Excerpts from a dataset
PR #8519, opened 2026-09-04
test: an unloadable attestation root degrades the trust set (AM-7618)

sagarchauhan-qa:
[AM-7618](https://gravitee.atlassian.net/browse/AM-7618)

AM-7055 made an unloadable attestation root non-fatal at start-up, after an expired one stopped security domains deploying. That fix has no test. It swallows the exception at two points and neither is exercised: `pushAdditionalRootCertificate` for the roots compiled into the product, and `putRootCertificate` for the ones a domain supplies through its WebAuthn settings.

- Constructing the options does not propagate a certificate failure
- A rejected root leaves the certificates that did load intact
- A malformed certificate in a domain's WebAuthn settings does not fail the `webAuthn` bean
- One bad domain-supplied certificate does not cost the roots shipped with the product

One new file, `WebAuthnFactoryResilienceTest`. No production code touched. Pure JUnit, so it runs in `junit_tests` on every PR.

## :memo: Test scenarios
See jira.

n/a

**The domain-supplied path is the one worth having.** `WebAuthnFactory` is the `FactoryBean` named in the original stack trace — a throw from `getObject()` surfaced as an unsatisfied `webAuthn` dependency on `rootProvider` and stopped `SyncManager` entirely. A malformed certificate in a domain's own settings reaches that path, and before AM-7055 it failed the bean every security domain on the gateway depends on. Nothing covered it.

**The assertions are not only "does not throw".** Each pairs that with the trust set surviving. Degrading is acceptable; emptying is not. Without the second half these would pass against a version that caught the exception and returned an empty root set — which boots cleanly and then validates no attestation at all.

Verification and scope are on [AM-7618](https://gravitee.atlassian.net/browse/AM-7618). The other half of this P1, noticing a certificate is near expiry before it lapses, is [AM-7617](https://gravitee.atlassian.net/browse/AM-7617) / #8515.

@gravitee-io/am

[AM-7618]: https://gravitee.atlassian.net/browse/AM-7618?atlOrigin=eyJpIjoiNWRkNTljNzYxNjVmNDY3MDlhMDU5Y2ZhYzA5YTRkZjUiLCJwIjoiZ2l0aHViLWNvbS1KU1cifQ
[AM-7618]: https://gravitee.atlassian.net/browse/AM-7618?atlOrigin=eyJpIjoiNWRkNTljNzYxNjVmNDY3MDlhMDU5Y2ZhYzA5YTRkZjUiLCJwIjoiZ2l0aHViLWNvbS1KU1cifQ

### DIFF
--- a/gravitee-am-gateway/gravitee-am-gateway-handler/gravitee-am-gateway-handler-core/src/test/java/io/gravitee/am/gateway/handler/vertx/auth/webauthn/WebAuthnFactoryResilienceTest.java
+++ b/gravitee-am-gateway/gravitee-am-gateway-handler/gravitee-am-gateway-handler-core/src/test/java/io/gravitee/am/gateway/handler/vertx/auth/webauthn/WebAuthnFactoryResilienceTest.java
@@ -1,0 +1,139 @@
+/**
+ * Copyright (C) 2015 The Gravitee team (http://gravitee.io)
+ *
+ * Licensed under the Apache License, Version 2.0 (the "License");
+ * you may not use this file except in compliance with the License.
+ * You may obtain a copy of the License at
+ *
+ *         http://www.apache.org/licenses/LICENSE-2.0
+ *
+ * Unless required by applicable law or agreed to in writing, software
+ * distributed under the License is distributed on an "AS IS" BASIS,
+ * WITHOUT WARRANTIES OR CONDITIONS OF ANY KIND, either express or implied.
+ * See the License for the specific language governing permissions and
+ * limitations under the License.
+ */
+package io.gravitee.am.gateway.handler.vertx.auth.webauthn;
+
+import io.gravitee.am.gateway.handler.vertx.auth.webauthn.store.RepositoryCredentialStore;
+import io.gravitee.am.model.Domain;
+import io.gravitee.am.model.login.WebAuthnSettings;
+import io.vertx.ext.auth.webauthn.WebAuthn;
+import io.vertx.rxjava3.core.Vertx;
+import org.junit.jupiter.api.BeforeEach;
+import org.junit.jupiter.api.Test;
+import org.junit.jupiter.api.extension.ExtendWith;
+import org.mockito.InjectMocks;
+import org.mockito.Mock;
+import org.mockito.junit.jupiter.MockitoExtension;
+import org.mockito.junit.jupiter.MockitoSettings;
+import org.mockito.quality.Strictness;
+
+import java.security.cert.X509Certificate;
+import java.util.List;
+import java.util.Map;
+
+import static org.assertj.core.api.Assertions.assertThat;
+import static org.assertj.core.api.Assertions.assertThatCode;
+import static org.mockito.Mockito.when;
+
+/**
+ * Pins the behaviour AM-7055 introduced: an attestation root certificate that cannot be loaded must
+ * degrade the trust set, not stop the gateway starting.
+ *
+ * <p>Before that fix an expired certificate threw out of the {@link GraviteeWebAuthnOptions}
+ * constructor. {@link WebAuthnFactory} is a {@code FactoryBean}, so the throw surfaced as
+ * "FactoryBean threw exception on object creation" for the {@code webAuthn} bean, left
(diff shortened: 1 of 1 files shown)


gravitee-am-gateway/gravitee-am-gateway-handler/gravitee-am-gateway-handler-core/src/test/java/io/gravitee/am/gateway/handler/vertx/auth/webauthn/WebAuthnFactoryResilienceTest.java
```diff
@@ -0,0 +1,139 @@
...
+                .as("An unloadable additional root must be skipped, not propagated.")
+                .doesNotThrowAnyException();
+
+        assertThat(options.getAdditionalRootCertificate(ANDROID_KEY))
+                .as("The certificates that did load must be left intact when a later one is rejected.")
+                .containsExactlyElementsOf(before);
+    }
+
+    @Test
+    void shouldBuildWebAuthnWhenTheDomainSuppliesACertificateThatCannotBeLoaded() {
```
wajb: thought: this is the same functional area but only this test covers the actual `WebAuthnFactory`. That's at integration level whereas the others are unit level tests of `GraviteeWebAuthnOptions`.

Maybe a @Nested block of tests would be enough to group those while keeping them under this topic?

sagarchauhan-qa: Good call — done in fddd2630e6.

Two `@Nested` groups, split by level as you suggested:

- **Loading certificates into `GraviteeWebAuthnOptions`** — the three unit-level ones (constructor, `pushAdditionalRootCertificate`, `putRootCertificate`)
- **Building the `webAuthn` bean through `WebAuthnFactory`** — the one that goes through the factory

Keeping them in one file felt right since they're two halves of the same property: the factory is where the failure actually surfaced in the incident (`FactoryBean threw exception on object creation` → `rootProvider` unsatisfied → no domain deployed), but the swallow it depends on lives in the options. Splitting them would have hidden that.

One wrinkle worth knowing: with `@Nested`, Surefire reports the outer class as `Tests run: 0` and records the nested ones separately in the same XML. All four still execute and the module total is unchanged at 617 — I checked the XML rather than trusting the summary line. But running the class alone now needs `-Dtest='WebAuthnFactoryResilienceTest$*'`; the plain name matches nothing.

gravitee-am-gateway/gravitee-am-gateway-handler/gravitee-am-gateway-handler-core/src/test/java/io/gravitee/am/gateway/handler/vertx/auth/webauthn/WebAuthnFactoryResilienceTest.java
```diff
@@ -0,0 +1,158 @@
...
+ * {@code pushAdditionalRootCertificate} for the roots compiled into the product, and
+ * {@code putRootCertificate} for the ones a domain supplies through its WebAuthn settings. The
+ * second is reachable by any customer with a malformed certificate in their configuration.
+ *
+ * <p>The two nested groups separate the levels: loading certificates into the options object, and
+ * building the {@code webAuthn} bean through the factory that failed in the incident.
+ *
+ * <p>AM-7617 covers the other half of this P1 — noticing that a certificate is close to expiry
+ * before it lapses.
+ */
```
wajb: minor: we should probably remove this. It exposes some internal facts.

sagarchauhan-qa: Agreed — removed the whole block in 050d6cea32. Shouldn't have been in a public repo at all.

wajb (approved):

**Task description**
Show me every line of the entries above that holds "unsatisfied".

**Response below**
**The domain-supplied path is the one worth having.** `WebAuthnFactory` is the `FactoryBean` named in the original stack trace — a throw from `getObject()` surfaced as an unsatisfied `webAuthn` dependency on `rootProvider` and stopped `SyncManager` entirely. A malformed certificate in a domain's own settings reaches that path, and before AM-7055 it failed the bean every security domain on the gateway depends on. Nothing covered it.
Keeping them in one file felt right since they're two halves of the same property: the factory is where the failure actually surfaced in the incident (`FactoryBean threw exception on object creation` → `rootProvider` unsatisfied → no domain deployed), but the swallow it depends on lives in the options. Splitting them would have hidden that.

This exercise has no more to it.